• _Working data_:
..........
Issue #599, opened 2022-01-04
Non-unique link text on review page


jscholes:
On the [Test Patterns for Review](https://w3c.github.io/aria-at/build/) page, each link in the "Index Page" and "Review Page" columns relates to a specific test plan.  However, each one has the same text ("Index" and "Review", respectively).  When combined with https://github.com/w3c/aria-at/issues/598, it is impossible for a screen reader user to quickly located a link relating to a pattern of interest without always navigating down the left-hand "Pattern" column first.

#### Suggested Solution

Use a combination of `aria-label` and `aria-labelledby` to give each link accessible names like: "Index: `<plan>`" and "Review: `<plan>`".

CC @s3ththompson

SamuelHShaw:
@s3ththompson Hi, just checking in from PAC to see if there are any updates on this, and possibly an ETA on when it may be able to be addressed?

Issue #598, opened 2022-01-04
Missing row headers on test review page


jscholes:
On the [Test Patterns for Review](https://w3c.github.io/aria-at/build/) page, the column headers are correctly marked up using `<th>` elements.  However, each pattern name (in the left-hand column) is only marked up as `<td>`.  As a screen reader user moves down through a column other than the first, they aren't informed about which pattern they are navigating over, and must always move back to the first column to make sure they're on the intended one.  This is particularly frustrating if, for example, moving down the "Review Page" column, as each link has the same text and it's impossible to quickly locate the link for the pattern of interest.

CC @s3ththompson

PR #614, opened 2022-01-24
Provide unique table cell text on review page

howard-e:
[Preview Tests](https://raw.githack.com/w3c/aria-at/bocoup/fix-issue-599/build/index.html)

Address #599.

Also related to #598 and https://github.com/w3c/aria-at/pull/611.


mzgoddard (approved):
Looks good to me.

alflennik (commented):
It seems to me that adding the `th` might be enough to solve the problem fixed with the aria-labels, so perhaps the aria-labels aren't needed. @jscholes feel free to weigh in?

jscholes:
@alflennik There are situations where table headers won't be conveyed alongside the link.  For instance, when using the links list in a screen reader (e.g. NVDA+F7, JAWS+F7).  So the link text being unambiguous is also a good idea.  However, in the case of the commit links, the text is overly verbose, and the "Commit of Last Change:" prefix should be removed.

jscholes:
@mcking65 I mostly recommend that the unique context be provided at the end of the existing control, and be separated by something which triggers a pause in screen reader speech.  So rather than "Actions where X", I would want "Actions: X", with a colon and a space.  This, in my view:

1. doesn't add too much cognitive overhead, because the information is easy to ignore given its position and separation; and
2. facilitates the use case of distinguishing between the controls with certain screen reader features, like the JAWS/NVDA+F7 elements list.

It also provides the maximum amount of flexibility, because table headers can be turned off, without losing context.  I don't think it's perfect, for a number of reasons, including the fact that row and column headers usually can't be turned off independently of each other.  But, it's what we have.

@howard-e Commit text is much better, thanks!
..........
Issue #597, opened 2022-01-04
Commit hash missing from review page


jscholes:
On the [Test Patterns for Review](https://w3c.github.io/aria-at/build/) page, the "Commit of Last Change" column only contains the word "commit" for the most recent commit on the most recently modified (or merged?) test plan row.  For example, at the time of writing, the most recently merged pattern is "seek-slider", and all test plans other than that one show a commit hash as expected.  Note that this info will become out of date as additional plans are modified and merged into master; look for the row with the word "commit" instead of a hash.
..........
Looking at the entries above, how many lines contain the word "Last"? Answer with the number alone.

• _Reply to the task_: 2